Histogram equalization of grayscale images with NumPy
Moose's comment which points to this blog entry does the job quite nicely.
For completeness, I give an example here using nicer variable names and a looped execution on 1000 96x96 images which are in a 4D array as in the question. It is fast (1-2 seconds on my computer) and only needs NumPy.
import numpy as np
def image_histogram_equalization(image, number_bins=256):
# from http://www.janeriksolem.net/histogram-equalization-with-python-and.html
# get image histogram
image_histogram, bins = np.histogram(image.flatten(), number_bins, density=True)
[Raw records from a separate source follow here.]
PR #3844, opened 2024-08-02
Make `(Active)EventLoop::create_custom_cursor()` return a `Result<CustomCursor, ExternalError>`

daxpedda:
This PR changes `(Active)EventLoop::create_custom_cursor()` to return a `Result<CustomCursor, ExternalError>`.

- Android, iOS and Orbital now return `ExternalError::Unsupported`.
- MacOS, Windows and X11 can now return an error instead of panicking or doing nothing.
- Wayland doesn't implement custom cursor like other platforms (yet?) and actually creates it in `set_custom_cursor()` instead, so it currently panics there.
- Web will continue to do nothing, because errors are delivered asynchronously. However it already had `create_custom_cursor_async()` to properly return an error.

Related #3306.
Follow-up to #3749.

### DIFF
--- a/src/changelog/unreleased.md
+++ b/src/changelog/unreleased.md
@@ -85,6 +85,7 @@ changelog entry.
 - On Web, `Window::canvas()` now returns a reference.
 - On Web, `CursorGrabMode::Locked` now lets `DeviceEvent::MouseMotion` return raw data, not OS
   accelerated, if the browser supports it.
+- `(Active)EventLoop::create_custom_cursor()` now returns a `Result<CustomCursor, ExternalError>`.
 
 ### Removed
 
--- a/src/platform_impl/android/mod.rs
+++ b/src/platform_impl/android/mod.rs
@@ -15,8 +15,7 @@ use tracing::{debug, trace, warn};
 use crate::application::ApplicationHandler;
 use crate::cursor::Cursor;
 use crate::dpi::{PhysicalPosition, PhysicalSize, Position, Size};
-use crate::error;
-use crate::error::EventLoopError;
+use crate::error::{self, EventLoopError, ExternalError, NotSupportedError};
 use crate::event::{self, Force, InnerSizeWriter, StartCause};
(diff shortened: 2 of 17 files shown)


src/changelog/unreleased.md
```diff
@@ -84,6 +84,7 @@ changelog entry.
 - On Web, `Window::canvas()` now returns a reference.
 - On Web, `CursorGrabMode::Locked` now lets `DeviceEvent::MouseMotion` return raw data, not OS
   accelerated, if the browser supports it.
+- `(Active)EventLoop::create_custom_error()` now returns a `Result<CustomCursor, ExternalError>`.
```
MarijnS95, line 87: Here & in PR title:

```suggestion
- `(Active)EventLoop::create_custom_cursor()` now returns a `Result<CustomCursor, ExternalError>`.
```

Perhaps?

daxpedda: Copy pasta spaghetti.
Thank you!

src/platform_impl/android/mod.rs
```diff
@@ -591,9 +590,11 @@ impl ActiveEventLoop {
...
     }
 
-    pub fn create_custom_cursor(&self, source: CustomCursorSource) -> CustomCursor {
-        let _ = source.inner;
-        CustomCursor { inner: PlatformCustomCursor }
+    pub fn create_custom_cursor(
+        &self,
+        _source: CustomCursorSource,
+    ) -> Result<CustomCursor, ExternalError> {
+        Err(ExternalError::NotSupported(NotSupportedError::new()))
```
MarijnS95, line 597: In the future, if we do more JNI wrapping, we can provide custom `Bitmap`s in the future using https://developer.android.com/reference/android/view/PointerIcon. Only when the user attaches a mouse to their Android device :)

MarijnS95 (approved):
Approved for Android.

kchibisov (approved):
Should be fine, though, I'd probably change the type of error we return in the future.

cdf = image_histogram.cumsum() # cumulative distribution function
cdf = (number_bins-1) * cdf / cdf[-1] # normalize
# use linear interpolation of cdf to find new pixel values
image_equalized = np.interp(image.flatten(), bins[:-1], cdf)
return image_equalized.reshape(image.shape), cdf
if __name__ == '__main__':
# generate some test data with shape 1000, 1, 96, 96
data = np.random.rand(1000, 1, 96, 96)
# loop over them
data_equalized = np.zeros(data.shape)
for i in range(data.shape[0]):
image = data[i, 0, :, :]
data_equalized[i, 0, :, :] = image_histogram_equalization(image)[0]
Very fast and easy way is to use the cumulative distribution function provided by the skimage module. Basically what you do mathematically to proof it.
from skimage import exposure
import numpy as np
def histogram_equalize(img):
img = rgb2gray(img)
img_cdf, bin_centers = exposure.cumulative_distribution(img)
return np.interp(img, bin_centers, img_cdf)